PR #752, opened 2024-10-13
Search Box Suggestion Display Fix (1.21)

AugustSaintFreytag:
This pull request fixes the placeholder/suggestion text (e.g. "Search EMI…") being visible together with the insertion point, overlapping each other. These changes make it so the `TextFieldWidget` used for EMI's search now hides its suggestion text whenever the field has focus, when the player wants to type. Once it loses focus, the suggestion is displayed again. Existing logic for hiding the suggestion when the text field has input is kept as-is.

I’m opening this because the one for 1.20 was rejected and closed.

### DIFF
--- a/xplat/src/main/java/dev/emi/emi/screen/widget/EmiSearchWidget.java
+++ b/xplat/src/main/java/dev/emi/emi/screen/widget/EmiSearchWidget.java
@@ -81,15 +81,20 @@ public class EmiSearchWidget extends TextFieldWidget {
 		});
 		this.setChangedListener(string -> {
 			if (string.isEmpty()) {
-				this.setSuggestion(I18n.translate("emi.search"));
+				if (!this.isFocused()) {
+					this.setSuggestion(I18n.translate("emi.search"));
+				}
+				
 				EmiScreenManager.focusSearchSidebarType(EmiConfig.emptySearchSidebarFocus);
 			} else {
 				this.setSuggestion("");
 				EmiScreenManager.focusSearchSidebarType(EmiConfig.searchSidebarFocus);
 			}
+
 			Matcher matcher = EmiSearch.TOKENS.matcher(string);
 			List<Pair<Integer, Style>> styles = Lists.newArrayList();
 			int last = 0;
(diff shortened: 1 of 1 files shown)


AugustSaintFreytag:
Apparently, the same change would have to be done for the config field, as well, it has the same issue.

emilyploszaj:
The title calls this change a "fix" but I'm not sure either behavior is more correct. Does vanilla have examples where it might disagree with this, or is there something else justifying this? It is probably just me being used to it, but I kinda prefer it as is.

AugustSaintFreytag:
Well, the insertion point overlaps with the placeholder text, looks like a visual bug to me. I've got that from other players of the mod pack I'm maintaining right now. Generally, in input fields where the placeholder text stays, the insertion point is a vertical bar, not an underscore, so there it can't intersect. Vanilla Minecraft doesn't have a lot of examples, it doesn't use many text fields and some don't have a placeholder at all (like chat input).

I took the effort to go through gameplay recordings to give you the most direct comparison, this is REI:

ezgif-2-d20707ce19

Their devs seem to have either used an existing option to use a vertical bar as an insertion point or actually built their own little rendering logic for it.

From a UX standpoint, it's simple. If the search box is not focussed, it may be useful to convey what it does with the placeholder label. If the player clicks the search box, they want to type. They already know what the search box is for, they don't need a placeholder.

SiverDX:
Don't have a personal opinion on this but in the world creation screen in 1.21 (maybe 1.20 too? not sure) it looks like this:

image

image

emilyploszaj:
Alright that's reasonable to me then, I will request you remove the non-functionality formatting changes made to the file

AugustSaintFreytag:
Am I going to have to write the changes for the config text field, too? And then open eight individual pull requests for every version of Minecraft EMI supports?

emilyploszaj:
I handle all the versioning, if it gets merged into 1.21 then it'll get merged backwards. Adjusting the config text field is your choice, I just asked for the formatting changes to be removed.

□ □ □ □ □ □ □

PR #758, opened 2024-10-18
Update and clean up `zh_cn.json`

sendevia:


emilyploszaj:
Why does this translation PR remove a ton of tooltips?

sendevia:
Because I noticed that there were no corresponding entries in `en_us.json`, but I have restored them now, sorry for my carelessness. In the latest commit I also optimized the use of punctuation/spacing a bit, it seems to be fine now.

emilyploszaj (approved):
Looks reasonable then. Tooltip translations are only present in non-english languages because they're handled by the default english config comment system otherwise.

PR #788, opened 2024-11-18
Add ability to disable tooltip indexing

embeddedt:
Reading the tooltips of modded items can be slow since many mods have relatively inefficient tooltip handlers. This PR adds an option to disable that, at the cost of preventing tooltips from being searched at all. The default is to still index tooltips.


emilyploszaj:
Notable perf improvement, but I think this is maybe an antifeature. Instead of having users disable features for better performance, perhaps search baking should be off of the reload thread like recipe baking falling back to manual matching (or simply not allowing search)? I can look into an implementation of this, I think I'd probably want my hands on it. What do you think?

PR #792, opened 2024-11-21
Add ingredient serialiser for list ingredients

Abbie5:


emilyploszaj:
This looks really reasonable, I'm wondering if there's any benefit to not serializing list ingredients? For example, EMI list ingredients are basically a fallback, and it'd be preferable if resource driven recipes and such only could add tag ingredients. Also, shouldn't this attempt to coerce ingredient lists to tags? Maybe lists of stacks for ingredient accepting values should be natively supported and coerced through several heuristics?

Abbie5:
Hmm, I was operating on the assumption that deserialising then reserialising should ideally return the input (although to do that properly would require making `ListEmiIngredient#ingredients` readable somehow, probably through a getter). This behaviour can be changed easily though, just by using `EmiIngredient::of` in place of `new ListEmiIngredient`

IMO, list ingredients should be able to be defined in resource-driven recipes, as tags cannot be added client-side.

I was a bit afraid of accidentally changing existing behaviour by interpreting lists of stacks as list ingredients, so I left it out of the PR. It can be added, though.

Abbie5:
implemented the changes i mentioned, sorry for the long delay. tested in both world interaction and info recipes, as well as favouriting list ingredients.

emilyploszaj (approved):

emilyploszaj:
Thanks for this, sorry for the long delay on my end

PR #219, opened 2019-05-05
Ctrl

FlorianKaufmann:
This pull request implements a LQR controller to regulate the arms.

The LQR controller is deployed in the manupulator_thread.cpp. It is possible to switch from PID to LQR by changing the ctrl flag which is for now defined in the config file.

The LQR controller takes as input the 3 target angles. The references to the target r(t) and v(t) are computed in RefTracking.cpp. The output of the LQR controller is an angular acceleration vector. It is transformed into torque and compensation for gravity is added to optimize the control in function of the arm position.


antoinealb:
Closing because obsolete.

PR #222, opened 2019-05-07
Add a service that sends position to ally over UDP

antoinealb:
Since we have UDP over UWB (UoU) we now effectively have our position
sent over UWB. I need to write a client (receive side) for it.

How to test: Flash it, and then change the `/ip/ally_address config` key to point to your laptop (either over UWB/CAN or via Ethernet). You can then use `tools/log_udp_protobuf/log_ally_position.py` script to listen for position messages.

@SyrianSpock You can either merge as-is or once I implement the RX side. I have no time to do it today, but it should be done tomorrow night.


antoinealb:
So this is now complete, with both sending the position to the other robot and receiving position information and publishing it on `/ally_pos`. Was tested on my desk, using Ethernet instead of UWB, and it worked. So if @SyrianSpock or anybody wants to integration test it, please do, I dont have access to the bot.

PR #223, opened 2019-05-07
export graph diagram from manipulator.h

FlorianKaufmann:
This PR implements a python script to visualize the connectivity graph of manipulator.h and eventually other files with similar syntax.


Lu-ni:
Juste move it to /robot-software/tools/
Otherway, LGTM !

□ □ □ □ □ □ □

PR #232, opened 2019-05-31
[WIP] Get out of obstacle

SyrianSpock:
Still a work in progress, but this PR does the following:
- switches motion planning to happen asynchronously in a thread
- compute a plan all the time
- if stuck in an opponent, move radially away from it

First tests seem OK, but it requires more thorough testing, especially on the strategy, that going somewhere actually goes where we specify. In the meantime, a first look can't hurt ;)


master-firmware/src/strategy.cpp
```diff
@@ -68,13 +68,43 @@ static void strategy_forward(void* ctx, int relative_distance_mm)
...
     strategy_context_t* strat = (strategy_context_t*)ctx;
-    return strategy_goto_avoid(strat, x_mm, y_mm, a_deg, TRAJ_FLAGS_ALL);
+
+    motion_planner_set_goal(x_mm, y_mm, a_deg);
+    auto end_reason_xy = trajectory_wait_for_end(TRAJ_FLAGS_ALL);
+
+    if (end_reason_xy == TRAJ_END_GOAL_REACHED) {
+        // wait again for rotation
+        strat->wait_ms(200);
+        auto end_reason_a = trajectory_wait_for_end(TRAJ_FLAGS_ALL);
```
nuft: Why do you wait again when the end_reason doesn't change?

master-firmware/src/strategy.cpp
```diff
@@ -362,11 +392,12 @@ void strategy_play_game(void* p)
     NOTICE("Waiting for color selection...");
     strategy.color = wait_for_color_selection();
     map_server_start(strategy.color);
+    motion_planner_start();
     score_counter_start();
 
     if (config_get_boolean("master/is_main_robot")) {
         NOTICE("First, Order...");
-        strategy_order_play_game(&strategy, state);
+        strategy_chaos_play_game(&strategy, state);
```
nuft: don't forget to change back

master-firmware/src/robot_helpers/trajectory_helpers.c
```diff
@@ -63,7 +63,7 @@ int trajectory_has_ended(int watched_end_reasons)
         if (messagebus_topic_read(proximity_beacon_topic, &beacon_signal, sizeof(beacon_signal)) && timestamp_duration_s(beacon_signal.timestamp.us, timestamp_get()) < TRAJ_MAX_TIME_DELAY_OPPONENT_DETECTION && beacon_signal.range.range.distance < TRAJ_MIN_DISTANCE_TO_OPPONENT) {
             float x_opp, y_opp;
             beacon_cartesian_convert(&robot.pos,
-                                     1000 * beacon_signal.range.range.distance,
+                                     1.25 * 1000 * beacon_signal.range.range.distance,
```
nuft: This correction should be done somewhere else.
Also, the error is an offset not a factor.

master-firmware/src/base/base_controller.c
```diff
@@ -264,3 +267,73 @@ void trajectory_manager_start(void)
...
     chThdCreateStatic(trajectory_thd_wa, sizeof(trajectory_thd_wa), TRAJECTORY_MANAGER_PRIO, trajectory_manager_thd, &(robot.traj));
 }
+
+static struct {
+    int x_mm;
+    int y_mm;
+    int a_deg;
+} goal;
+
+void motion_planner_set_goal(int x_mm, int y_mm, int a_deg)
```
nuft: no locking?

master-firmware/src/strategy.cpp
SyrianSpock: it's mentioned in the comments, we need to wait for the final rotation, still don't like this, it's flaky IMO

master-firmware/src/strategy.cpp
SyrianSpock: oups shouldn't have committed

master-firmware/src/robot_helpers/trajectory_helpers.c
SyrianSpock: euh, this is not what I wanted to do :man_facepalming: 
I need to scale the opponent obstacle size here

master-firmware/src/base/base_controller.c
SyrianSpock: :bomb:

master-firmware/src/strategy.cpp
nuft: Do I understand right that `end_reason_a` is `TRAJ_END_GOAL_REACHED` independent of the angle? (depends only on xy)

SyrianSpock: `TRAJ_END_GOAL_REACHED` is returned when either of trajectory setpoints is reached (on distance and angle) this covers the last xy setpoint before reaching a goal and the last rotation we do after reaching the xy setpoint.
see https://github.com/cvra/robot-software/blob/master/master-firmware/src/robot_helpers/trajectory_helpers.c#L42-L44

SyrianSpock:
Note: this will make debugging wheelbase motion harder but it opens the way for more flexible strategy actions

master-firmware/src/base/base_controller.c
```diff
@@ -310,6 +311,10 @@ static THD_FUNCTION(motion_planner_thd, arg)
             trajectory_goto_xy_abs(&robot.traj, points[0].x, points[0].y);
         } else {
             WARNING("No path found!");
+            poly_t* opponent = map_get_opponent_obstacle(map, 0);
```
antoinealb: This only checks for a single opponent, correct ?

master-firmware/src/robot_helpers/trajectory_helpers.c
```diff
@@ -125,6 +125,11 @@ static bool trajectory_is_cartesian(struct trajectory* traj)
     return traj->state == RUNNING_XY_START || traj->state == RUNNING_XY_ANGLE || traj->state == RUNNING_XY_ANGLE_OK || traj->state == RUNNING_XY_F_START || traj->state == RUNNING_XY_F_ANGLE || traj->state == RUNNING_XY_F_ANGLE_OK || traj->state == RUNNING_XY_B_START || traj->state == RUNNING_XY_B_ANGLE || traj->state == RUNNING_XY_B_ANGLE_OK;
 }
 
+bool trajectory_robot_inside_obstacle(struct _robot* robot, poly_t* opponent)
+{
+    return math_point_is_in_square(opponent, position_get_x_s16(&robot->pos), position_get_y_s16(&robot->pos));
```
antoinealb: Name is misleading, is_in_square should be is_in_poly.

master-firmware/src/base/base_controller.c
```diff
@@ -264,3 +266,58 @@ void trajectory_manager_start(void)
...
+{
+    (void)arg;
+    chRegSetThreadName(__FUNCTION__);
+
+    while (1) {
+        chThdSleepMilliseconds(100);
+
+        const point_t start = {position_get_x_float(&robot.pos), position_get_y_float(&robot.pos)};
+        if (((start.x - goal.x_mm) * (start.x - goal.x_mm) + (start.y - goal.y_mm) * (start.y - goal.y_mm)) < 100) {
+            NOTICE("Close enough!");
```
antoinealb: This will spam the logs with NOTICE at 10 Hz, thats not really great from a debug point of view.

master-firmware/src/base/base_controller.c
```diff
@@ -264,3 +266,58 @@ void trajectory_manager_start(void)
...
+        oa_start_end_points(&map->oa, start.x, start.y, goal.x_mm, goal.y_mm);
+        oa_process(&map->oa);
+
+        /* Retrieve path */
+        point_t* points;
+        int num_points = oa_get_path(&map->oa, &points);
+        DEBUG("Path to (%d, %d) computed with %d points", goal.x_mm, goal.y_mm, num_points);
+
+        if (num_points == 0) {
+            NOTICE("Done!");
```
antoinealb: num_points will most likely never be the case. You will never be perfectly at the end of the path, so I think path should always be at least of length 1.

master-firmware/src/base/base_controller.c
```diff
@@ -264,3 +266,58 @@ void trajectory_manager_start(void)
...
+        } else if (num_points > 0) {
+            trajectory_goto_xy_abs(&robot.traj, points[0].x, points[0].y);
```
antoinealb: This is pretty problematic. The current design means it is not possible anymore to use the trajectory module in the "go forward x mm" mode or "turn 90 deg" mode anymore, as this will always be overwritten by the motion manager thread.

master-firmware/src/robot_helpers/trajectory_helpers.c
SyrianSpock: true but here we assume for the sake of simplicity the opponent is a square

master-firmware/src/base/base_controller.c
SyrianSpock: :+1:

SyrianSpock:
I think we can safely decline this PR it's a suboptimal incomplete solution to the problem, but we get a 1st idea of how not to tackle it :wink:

□ □ □ □ □ □ □

## TASK
Using the listing above, copy exactly the line that contains "Juste move it to /robot-software/tools/", the line that contains "Otherway, LGTM !", and each line that falls between them.

## ANSWER
Juste move it to /robot-software/tools/
Otherway, LGTM !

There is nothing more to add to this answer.